SUVODEEP RAKSHIT, SENIOR ECONOMIST, KOTAK INSTITUTIONAL EQUITIES, MUMBAI
"The tone of the policy continues to be hawkish and we expect the RBI to continue hiking repo rate to ensure a neutral to marginally positive real policy rate. We expect 35 bps repo rate hike in the August policy to 5.25% and repo rate at 5.75% by end-FY2023. Along with pushing the repo rate to above the pre-pandemic level, a 35 bps hike would also signal a gradual normalization in the policy actions while being adequately hawkish. We also expect another 50 bps hike in CRR to 5% by end-FY2023 to move the liquidity conditions towards the pre-pandemic levels."
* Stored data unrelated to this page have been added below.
PR #1761, opened 2018-08-07
Fix typos on Alertnames

sfrique:


contrib/kube-prometheus/manifests/prometheus-rules.yaml
```diff
@@ -849,7 +849,7 @@ spec:
       for: 10m
       labels:
         severity: warning
-    - alert: PrometheusTargetScapesDuplicate
+    - alert: PrometheusTargetScrapesDuplicate
```
brancz: As this is generated from the jsonnet files, you need to either bump [the commit used to generate](https://github.com/coreos/prometheus-operator/blob/master/contrib/kube-prometheus/jsonnetfile.lock.json#L11), or revert this to get CI to be green. If you want to bump the commit, then you need to do this in a separate commit on top of your current commit, and put your current commit in there.

sfrique:
@brancz Thanks!
Fixed.

brancz:
Perfect :+1:

PR #1773, opened 2018-08-08
SpecificNamespaces includes config.namespace

prune998:
When overriding the `config.prometheus.namespaces` value with your own, the namespace used to deploy the Operator is not added to the list of `roles`/`roleBindings`.
This PR solve this issue


brancz:
`$._config.prometheus.namespaces` already contains the "own" namespace, can you elaborate what's going wrong in your setup?

prune998:
@brancz the whole point here is, if you specifically set the namespaces, let's say to add your dev namespace, if will override the defaults values you're showing here.
This PR was to FORCE the addition of the $._config.namespace to the user-provided list.

brancz:
In such a case you should add your additional namespace, not remove the old ones, meaning something like this:

```
(import "kube-prometheus/kube-prometheus.libsonnet") + 
... +
... + {
  _config+:: {
    prometheus+:: {
      namespaces+: ['dev'],
    },
  },
}
```

prune998:
Ok thanks @brancz, I wasn't aware of this variables options... this needs to be added to the documentation then (maybe it is, but it would be welcomed to be added in this specific case).

You can safely close the PR then.

squat:
closing now that documentation in #1786 has landed

PR #1784, opened 2018-08-13
jsonnet: consistent dash in flags

squat:
The Prometheus Operator manifests all use double dashes for long flags
exept for the `logtostderr` flag, which uses one dash. This commit
adjusts the Prometheus Operator libsonnet to fix this. The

AURODEEP NANDI, INDIA ECONOMIST AND VICE PRESIDENT, NOMURA, MUMBAI
"Today's hike by 50 bps on top of an inter-meeting 40 bps hike in May is reflective of inflation elbowing its way to the top of the RBI's priority list and it belatedly looking to catch up with the curve. The RBI's upward revision of the inflation forecast for FY23 to 6.7% from 5.7% in April was also in line with our expectations, but still lower than our forecast of 7.2%. So, we believe that we are still far from the finishing line and that more front-loaded rate hikes are on the offing."
PRITHVIRAJ SRINIVAS, CHIEF ECONOMIST, AXIS CAPITAL, MUMBAI
"Including today's rate hike, the RBI has raised effective policy rate by 155 bps this year through a series of rate hikes and liquidity tightening measures — i.e. from 3.35% reverse repo to revised 4.90% repo rate. We expect peak repo rate in the current tightening cycle at 6% given that CPI inflation is likely to average 5% to 5.5% in 12 to 18 months from now."
ADITI NAYAR, CHIEF ECONOMIST, ICRA, GURUGRAM
"While further rate hikes remain clearly on the table, with the reference to the revised repo rate of 4.9% remaining below the pre-pandemic level, the comment on the orderly completion of the government borrowing programme has served to cool the 10-year G-sec yield. We foresee further repo hikes of 35 bps and 25 bps, respectively, in the next two policies."